The proper diagnosis of keratoconus as a main ocular disorder is imperative for reducing the risk of vision blurring and potential blindness. Additionally, keratoconus (KC) significantly increases the risk of refractive eye surgeries. By using Artificial Intelligence (AI) and machine vision for early and automatic diagnosis, the risks and costs in medical systems could be significantly reduced. This study introduces an image dataset acquired by the Pentacam device, which is commonly used in keratoconus diagnosis. These images include four eye topography maps and have been labeled by three experts in two categories Suitable for refractive surgery and Non-suitable for refractive surgery. Distinguishing between these two categories in certain images poses a significant challenge. In the diagnosis of keratoconus, ophthalmologists perform a comprehensive evaluation of corneal topography maps and assign different levels of significance to each map. This research paper presents a novel algorithm that utilizes AI to imitate this medical insight. For this purpose, a regression network has been integrated into the classification algorithm to obtain the importance degree for each map.
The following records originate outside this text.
PR #580, opened 2021-06-14
Force update for alpine:3.13

marians:


images.yaml
```diff
@@ -1,4 +1,7 @@
 - name: alpine
+  tags:
+  - sha: 69e70a79f2d41ab5d637de98c1e0b055206ba40a8145e7bddb55ccc04e13cf8f
+    tag: 3.13
```
marians, line 4: This is the current SHA for `3.13` and `3.13.5`

stone-z: I think we should tag it as 3.13.5, not sure if retagger follows minor aliases like that
```suggestion
    tag: 3.13.5
```

marians: My aim here was to update what we have in quay tagged as 3.13.

stone-z: :+1: I see, it looks like it indeed does not follow.

stone-z (approved):

PR #886, opened 2023-10-09
Added go-socks5-proxy

AverageMarcus:
Towards: https://github.com/giantswarm/giantswarm/issues/26154

@erkanerol I went with the same SHA you did in your tests. Was there anything specific about that or was it just the latest at the time?


erkanerol:
It was just the latest :)

PR #932, opened 2023-11-13
Disable Renovate

marians:
CI runs for retagger are quite expensive due to layer caching and due to the long duration of job runs.

To limit our cost, we are disabling dependency updates by Renovate.


marians:
The failed CircleCI test is not related to the change.

PR #933, opened 2023-11-13
Phoenix retagger update v3 - grand finale

T-Kukawka:
- pining gcp compute to latest used
- kiam - oldest release uses 4.2.0
- removing ciprod - archived
- Vault - latest release from April uses 1.5.4 - can we use that one @whites11 ?

### DIFF
--- a/images/skopeo-gcr-io.yaml
+++ b/images/skopeo-gcr-io.yaml
@@ -17,6 +17,6 @@ gcr.io:
     cadvisor/cadvisor:
       - ">= v0.44.0"
     k8s-staging-cloud-provider-gcp/gcp-compute-persistent-disk-csi-driver:
-      - "v1.8.0"
+      - "1.8.0"
     kubebuilder/kube-rbac-proxy:
       - ">= v0.4.1"
--- a/images/skopeo-gcr-io.yaml
+++ b/images/skopeo-gcr-io.yaml
@@ -17,6 +17,6 @@ gcr.io:
     cadvisor/cadvisor:
       - ">= v0.44.0"
     k8s-staging-cloud-provider-gcp/gcp-compute-persistent-disk-csi-driver:
-      - ">= 1.7.0"
+      - "v1.8.0"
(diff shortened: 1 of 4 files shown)


fiunchinho (approved):

whites11:
on vintage vault vms we use 1.7.10 https://github.com/giantswarm/hive/blob/3183439a7c7099dc572c69bf1eac545795218d0c/vars.yml#L14

on gorilla/rfjh2 we use 1.5.4:

```
$ kubectl -n vault-app get po vault-5d4bb89fb8-wpz4x -o yaml | grep image:
    image: quay.io/giantswarm/vault:1.5.4
```

so I guess >= 1.5.4 should be ok

images/skopeo-gcr-io.yaml
```diff
@@ -17,6 +17,6 @@ gcr.io:
     cadvisor/cadvisor:
       - ">= v0.44.0"
     k8s-staging-cloud-provider-gcp/gcp-compute-persistent-disk-csi-driver:
-      - ">= 1.7.0"
+      - "v1.8.0"
```
whites11, line 20: did you want a >= and no `v` here?

T-Kukawka: i want 1.8.0 only, my bad

T-Kukawka: fixed

whites11: is it like that somewhere else? you might still need the `=` operator

whites11 (approved):

images/skopeo-gcr-io.yaml
T-Kukawka: yeah there are other examples: https://github.com/giantswarm/retagger/blob/7ed2f2593bc63a5c264bfddbdb7afa384c7d56e1/images/skopeo-gcr-io.yaml#L5

whites11: perfect LGTM then

PR #938, opened 2023-11-16
Updated Falco images

Strigix:


marians (approved):

stone-z (approved):
Here or in a followup we should also ditch `prowler`, `polaris`, `kube-bench`, and check out `gitleaks`. I bet we can dump OPA gatekeeper now too.

Strigix:
I'll make a separate one for those.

The degree of importance, which was created for each of the four maps, quantifies the level of attention given to each map in order to facilitate ideal classification. The suggested algorithm in this article utilizes a range of backbones as well as transfer learning techniques. The most favorable outcome was observed while utilizing the VGG backbone in the algorithm, yielding an F1-score of 95%, which is very promising. © 2023 IEEE.